(Work required):
Return the lines of the data below in which the string "extensions" occurs.

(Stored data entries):
'''
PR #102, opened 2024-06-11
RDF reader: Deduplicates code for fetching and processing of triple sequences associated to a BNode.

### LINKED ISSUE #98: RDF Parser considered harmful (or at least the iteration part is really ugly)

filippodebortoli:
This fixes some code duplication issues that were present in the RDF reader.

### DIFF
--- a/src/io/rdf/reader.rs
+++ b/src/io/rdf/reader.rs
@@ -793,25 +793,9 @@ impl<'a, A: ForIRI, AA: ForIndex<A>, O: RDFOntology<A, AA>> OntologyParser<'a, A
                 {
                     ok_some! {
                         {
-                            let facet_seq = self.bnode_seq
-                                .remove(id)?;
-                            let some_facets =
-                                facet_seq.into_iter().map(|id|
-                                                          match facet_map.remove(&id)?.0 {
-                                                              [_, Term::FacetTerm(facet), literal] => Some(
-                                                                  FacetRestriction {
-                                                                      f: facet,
'''
'''
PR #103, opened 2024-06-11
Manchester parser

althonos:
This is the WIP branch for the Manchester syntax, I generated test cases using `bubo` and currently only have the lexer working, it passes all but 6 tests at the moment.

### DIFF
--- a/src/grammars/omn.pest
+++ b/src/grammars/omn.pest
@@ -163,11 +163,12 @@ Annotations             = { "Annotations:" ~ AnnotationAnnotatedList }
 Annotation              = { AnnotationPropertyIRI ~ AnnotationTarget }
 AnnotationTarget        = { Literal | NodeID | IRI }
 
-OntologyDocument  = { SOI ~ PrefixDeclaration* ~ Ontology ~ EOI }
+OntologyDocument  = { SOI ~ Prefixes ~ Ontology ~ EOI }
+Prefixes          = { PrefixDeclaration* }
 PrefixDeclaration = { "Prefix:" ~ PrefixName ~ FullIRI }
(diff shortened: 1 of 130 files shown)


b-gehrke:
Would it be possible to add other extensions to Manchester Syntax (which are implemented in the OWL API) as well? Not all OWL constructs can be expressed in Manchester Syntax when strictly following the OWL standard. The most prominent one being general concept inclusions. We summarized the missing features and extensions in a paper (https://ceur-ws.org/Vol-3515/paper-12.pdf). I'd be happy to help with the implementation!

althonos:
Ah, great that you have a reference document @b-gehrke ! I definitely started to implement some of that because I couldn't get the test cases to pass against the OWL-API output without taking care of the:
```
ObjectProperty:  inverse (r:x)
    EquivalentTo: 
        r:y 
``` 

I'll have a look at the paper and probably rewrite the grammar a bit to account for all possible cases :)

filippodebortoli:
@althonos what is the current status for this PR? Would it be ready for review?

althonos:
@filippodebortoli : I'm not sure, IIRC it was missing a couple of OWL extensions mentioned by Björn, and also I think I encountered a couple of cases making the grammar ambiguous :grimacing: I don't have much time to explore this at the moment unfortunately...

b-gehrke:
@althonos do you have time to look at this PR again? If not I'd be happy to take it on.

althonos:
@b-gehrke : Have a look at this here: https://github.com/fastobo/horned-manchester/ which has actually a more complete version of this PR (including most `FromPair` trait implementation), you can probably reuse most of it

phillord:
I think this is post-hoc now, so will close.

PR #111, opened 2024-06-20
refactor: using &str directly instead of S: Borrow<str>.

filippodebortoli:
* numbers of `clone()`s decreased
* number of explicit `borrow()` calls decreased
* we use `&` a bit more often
'''
'''
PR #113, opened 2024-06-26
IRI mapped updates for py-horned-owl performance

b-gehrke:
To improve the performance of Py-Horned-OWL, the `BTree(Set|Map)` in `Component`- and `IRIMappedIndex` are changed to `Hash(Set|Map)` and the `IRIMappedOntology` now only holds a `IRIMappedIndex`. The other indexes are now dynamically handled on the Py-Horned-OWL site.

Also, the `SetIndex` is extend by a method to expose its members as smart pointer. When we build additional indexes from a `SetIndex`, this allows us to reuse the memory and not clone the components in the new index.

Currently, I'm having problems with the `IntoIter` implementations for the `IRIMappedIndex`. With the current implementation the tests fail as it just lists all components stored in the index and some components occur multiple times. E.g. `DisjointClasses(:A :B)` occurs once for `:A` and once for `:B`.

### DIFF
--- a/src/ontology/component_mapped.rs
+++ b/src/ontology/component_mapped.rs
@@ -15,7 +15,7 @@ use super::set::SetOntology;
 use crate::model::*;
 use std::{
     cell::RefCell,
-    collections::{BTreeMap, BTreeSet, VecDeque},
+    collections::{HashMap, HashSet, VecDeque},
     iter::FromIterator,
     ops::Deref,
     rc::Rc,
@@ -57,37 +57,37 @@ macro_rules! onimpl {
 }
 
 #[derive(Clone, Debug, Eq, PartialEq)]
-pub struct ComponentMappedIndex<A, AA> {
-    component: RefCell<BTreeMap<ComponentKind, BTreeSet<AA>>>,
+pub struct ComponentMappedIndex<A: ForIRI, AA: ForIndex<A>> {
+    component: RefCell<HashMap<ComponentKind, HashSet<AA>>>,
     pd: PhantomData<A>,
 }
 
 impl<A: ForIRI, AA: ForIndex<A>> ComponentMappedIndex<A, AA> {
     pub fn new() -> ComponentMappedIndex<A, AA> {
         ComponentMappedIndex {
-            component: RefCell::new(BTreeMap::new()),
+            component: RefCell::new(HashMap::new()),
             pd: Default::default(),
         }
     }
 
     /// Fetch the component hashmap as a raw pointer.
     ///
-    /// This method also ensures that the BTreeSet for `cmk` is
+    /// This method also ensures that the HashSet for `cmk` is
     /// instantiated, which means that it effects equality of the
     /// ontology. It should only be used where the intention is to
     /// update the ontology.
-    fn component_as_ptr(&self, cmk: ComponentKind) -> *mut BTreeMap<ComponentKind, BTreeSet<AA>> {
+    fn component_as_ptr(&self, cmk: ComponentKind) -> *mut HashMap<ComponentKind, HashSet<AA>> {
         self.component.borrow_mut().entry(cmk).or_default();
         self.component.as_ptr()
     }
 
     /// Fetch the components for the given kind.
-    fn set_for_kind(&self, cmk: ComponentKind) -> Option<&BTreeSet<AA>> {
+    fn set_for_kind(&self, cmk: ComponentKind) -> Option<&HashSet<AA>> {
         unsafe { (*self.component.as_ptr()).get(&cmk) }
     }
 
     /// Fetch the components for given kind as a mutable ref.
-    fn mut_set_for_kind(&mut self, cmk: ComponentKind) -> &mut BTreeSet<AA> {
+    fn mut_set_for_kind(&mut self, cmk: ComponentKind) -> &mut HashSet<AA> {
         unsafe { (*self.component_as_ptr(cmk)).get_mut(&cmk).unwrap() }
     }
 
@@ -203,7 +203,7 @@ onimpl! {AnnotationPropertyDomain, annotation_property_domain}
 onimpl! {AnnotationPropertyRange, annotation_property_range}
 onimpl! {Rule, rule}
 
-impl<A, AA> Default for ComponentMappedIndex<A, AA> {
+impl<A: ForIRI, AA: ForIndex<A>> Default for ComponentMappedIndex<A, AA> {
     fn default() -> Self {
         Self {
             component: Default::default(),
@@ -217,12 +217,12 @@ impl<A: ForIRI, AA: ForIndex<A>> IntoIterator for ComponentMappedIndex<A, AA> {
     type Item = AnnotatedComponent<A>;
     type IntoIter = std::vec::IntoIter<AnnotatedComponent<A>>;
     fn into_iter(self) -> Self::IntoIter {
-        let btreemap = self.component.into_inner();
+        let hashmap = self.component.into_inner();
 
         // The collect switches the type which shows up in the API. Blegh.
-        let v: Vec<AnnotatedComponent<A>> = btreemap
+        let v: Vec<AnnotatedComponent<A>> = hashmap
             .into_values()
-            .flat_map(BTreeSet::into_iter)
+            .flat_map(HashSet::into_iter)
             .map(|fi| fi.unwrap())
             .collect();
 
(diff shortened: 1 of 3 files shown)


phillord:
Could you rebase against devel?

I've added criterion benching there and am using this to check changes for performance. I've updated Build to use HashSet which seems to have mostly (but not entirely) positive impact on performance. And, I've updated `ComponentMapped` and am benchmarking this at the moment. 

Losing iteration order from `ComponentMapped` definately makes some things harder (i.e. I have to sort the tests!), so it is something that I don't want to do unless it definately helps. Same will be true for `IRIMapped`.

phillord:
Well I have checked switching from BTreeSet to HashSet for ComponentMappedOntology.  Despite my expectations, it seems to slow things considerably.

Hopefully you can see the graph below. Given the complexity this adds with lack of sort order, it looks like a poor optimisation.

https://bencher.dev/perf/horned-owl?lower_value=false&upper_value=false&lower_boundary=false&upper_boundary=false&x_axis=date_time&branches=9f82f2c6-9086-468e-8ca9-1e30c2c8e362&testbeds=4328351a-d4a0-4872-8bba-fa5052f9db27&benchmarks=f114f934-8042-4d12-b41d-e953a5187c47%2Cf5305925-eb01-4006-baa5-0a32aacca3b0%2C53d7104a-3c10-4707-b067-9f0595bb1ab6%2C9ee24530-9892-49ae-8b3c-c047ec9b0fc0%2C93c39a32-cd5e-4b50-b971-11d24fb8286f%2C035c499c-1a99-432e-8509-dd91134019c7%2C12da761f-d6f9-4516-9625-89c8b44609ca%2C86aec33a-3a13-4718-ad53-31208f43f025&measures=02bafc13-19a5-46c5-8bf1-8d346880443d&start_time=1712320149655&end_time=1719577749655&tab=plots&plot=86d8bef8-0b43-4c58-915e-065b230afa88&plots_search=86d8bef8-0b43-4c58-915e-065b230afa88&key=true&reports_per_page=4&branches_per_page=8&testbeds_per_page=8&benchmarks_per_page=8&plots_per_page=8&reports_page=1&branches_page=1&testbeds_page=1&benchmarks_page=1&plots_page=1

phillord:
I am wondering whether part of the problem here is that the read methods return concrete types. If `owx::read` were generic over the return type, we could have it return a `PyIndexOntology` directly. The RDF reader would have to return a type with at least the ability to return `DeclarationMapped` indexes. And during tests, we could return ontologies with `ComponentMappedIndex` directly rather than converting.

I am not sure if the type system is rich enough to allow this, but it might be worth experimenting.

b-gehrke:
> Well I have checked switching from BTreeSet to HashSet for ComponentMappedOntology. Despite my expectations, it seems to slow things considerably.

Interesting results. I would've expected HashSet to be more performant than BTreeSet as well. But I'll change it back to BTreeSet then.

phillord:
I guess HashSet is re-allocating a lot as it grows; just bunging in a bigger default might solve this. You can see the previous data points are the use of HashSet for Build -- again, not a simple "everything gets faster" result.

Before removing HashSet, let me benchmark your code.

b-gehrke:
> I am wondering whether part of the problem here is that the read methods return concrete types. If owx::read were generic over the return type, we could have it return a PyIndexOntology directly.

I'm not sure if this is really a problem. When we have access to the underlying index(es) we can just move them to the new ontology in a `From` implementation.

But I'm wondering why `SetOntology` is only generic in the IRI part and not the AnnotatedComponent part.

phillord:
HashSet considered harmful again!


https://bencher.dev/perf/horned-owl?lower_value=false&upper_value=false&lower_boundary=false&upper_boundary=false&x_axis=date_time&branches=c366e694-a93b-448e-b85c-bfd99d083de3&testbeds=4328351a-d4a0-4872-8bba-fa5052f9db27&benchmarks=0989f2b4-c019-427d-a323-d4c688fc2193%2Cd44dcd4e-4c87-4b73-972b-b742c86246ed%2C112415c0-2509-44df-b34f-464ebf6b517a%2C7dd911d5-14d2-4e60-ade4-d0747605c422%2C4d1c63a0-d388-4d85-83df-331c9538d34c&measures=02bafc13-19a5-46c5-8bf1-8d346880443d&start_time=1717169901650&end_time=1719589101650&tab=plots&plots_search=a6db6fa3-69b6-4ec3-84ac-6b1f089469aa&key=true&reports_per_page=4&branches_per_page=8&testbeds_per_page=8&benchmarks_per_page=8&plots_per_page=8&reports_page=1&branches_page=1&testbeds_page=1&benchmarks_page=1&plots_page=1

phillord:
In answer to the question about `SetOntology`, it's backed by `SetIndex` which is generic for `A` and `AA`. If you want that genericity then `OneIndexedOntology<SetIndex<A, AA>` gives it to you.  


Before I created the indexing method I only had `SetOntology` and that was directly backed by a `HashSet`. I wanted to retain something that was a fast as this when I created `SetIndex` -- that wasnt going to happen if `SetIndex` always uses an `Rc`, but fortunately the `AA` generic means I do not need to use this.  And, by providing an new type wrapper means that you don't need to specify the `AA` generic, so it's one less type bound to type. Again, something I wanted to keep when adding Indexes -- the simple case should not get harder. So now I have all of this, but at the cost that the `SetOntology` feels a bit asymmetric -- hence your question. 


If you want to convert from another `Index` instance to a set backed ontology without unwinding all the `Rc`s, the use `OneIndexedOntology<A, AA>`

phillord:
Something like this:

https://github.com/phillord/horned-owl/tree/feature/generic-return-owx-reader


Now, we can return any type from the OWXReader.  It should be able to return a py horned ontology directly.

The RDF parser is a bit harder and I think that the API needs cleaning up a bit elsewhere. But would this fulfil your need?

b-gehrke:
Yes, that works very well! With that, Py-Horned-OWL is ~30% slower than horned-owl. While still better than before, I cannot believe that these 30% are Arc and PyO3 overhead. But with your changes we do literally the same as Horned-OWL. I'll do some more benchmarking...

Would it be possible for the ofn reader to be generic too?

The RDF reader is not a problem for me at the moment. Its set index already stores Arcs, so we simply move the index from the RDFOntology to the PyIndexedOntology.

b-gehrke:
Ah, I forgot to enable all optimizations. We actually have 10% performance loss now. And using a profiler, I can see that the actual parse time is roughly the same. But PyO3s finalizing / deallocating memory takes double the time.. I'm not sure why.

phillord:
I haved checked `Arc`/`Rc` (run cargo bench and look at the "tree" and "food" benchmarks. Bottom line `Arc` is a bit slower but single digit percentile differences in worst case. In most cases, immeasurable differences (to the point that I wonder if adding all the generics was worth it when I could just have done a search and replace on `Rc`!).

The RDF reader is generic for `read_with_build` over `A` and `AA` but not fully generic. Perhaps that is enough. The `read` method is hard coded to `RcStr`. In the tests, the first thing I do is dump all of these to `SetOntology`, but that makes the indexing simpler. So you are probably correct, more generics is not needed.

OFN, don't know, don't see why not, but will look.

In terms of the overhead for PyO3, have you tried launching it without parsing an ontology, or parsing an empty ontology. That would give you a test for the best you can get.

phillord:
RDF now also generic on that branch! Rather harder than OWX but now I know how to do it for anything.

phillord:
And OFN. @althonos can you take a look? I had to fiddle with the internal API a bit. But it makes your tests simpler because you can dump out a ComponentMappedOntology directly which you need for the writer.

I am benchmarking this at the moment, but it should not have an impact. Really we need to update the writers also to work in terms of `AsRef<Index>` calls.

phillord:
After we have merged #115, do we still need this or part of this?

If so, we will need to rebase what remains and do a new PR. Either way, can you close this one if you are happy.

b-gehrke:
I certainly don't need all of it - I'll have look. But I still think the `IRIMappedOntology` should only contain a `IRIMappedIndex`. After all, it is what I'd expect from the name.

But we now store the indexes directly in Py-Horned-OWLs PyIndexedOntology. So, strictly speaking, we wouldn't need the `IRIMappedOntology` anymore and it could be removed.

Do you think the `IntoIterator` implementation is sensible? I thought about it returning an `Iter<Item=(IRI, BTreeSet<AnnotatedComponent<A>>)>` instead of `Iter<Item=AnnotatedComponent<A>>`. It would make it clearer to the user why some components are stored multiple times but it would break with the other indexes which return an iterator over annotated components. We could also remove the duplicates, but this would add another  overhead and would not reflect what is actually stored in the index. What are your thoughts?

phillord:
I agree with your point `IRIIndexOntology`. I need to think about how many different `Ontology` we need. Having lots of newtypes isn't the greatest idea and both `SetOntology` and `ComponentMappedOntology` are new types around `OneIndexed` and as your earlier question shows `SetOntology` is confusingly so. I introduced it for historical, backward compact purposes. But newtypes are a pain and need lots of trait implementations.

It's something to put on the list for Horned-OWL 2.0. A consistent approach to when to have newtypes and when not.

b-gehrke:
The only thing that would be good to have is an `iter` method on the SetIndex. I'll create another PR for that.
'''
(Answer for this exercise):
Would it be possible to add other extensions to Manchester Syntax (which are implemented in the OWL API) as well? Not all OWL constructs can be expressed in Manchester Syntax when strictly following the OWL standard. The most prominent one being general concept inclusions. We summarized the missing features and extensions in a paper (https://ceur-ws.org/Vol-3515/paper-12.pdf). I'd be happy to help with the implementation!
@filippodebortoli : I'm not sure, IIRC it was missing a couple of OWL extensions mentioned by Björn, and also I think I encountered a couple of cases making the grammar ambiguous :grimacing: I don't have much time to explore this at the moment unfortunately...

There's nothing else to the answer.